*BooleanArray PMC for Parrot

Bernhard on 2005-03-19T15:19:34

My Easter project is to look into the FixedBooleanArray and ResizableBooleanArray PMC. As the name implies, a *BooleanArray is an array of boolean values. This functionality could be achieved with a *PMCArray of Boolean PMCs. However this wastes a lot of memory, as a bool really just needs a single bit.

Currently there is a minimal implemention from Matt Fowles. The downside of the current implementation is that a bool is stored in an INTVAL. This means that 31, or 63, bits are wasted per bool.

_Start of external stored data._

PR #1193, opened 2019-10-25
Make future builders and scheduled tasks inlinable

Lukasa:
Motivation:

While we successfully made all operations _on_ futures inlinable a while
ago, we managed to miss the functions that construct futures. These
remain public generic non-inlinable functions, and are called quite
heavily in NIO programs. Making them inlinable would unlock a bunch of
free performance.

Modifications:

- Make future and promise constructors inlinable.
- Make Scheduled inlinable.

Result:

A whole bunch of code will be faster.

### DIFF
--- a/Sources/NIO/EventLoop.swift
+++ b/Sources/NIO/EventLoop.swift
@@ -20,10 +20,11 @@ import Dispatch
 /// A `Scheduled` allows the user to either `cancel()` the execution of the scheduled task (if possible) or obtain a reference to the `EventLoopFuture` that
 /// will be notified once the execution is complete.
 public struct Scheduled<T> {
-    private let promise: EventLoopPromise<T>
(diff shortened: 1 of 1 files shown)


Lukasa:

Sources/NIO/EventLoop.swift
```diff
@@ -20,8 +20,9 @@ import Dispatch
 /// A `Scheduled` allows the user to either `cancel()` the execution of the scheduled task (if possible) or obtain a reference to the `EventLoopFuture` that
 /// will be notified once the execution is complete.
 public struct Scheduled<T> {
-    private let promise: EventLoopPromise<T>
+    /* private but usableFromInline */ @usableFromInline let promise: EventLoopPromise<T>
```
weissi: please underscore because really it's private :)

Lukasa: Done.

Making the current implementation to use 1 bit per bool should be straightforword. But as laziness if one of my virtues, it would be nice if somebody has already done the work. My first idea was to steal the code from Perl5's Bit::Vector. This module looks very nice and very complete, with a lot of tests. Bit::Vector is XS-based and the C-code can also be used without Perl. The downside is that the C-library is under GPL, which makes it hard to incorporate in Parrot.

The docs of Bit::Vector mentions that the module is also a big integer math library. Well, a bit vector is really the same as a big integer. Thus it would be economical, if the BigInt PMC and the *BooleanArray PMC have the same implementation in Parrot

The BigInt PMC is implemented by calling out to GMP, the GNU Multiple Precision Arithmetic Library. When there is no GMP, than a fallback implementation jumps in. Of course, all the methods needed for *BooleanArray are already implemented in GMP.

So that's the plan:

  1. Steal the test suit from Bit::Vector
  2. Let *BooleanArray PMC call out to GMP
  3. Make the fallback implementation use 1 bit per bool
  4. Factor out common code of BigInt and *BooleanArray


Undef?

chip on 2005-03-29T17:40:07

Do the semantics of BooleanArray allow storage of undef values? You'll need an extra bit, if so....

Re:Undef?

Bernhard on 2005-04-04T07:58:11

Well, basically it is up to you, as the standard PMCs are a design matter.

However, if BooleanArray should keep track of definedness, then I propose to have a BitVector PMC with the current behavior.

What is also missing for PMCs, is a standard way of passing setup params. For the FixedBooleanArray it would be nice to pass an initial size and an initial storage size. Thus an FixedBooleanArray could start with a size of 0 and grow up to the allocated size.